Thank you so much for your blog; what I read here rings true and seems very level-headed. The personal ground reports are very welcome, and the column by Johathan Lyons is a must-read and a must-read-again.

 
At 9:29 PM, Blogger Billy Glad said...

NIAC has this first-person account today.

"There is a woman who is being beaten. She’s horrified and hysterical but not as much as the anti-riot police officer facing her. She shrieks, ‘Where can I go? You tell me go down the street and you beat me. Then you come up from the other side and beat me again. Where can I go?’ In sheer desperation, the officer hits his helmet several times hard with his baton. ‘Damn me! Damn me! What the hell do I know!’

This is what passive resistance is about.

 
At 9:42 PM, Blogger glencadia said...

All of this is great but I would still like Dr. Cole's take on the man Mousavi, when possible. Simply, I have read various and contradictory things about his past, his campaign, and his popularity among the reformers. At some point, he may well be the point man, if the regime backs down, they will talk to him first. Even if he is not popular among reformers, they will have a hard time walking away from a deal he agrees to. His history suggests that Mousavi will cave on fundamental issues. But people can surprise you. Yet it seems the regime had a hand in his elevation, in that he was allowed to run for president in the first place.

 
At 10:15 PM, Blogger gadgiiberibimba said...

It seems to me that the geopolitics favor the Iranian opposition, because Iran is not currently threatened by its neighbors or by the US. If Ahmadinejad had some credible external threat to point to, he could call the protesters US imperialist lackeys or Iraqi third columnists and a frightened or angry Iranian public would like to see the protests suppressed.

The US isn't threatening Iran because we elected Obama and he's wisely ignoring demented calls by right-wingers to egg on the protesters. (Which would play right into Ahmadinejad's hands.)

But why isn't Iraq a threat to Iran?
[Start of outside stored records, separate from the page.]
PR #2007, opened 2025-03-22
Fix python publishing workflows to work with ARM

cary-ilm:
- Remove explicit CIBW_ARCHS_LINUX from wheel publishing workflows. Before the addition of the arm build, these simply stated the default so the weren't necessary, but on arm they're incorrect.

- Fix the names of the download artifacts, and add missing steps for the arm builds.

- Explicitly set MACOSX_DEPLOYMENT_TARGET. It's set in pyproject.toml, but that seems to not be sufficient.

### DIFF
--- a/.github/workflows/python-wheels-publish-test.yml
+++ b/.github/workflows/python-wheels-publish-test.yml
@@ -62,7 +62,7 @@ jobs:
         with:
           output-dir: wheelhouse
         env:
-          CIBW_ARCHS_LINUX: x86_64 
+          MACOSX_DEPLOYMENT_TARGET: 10.15
           CIBW_ARCHS_MACOS: x86_64 arm64 universal2
           # Build Python 3.7 through 3.12.
           # Skip python 3.6 since scikit-build-core requires 3.7+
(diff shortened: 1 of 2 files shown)


cary-ilm:
@johnnynunez, can you look this over and confirm it's proper? There were some missing parts to PR #1989. Thanks!

The linux arm wheel is named `ubuntu-24.02-arm-arm64`, which appears a bit redundant although follows the pattern of `<os>-<arch>` so I supposed it's correct.

And are you sure the names should be `-x64` and not `-x86_64`?

This is only triggered by pushing a release-candidate tag, which I did in my repo fork, and it succeeded, so I think we should be good.

This needs to go into the RB-3.3 branch before the v3.3.3 release, which I hoped to do on Sunday.

johnnynunez:
> @johnnynunez, can you look this over and confirm it's proper? There were some missing parts to PR #1989. Thanks!
> 
> The linux arm wheel is named `ubuntu-24.02-arm-arm64`, which appears a bit redundant although follows the pattern of `<os>-<arch>` so I supposed it's correct.
> 
> And are you sure the names should be `-x64` and not `-x86_64`?
> 
> This is only triggered by pushing a release-candidate tag, which I did in my repo fork, and it succeeded, so I think we should be good.
> 
> This needs to go into the RB-3.3 branch before the v3.3.3 release, which I hoped to do on Sunday.

yeah, the problem is that runners from arm is not like ubuntu-latest or ubuntu-24.04, is called ubuntu-24.04-arm but if you upload from that image it upload like ubuntu-24.04 so it's an error from github runners.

Because Bush invaded Iraq, and it didn't go as smoothly has he'd hoped. Had we unproblematically installed a stable, strong, pro-US client state, Ahmadinejad would be in a better position now, because he could point to a dangerous US client across the border. As the invasion of Iraq has actually played out, it has eliminated the Iraqi threat to Iran rather than bolstering it.

Oddly, Ahmadinejad—and Khamenei—have a big headache right now in part because Bush toppled Hussein but could not prevent Iraq from spiraling out of his control, removing Iraq as a threat to Iran and giving the Iranian people the breathing space they need to hope for something better for themselves.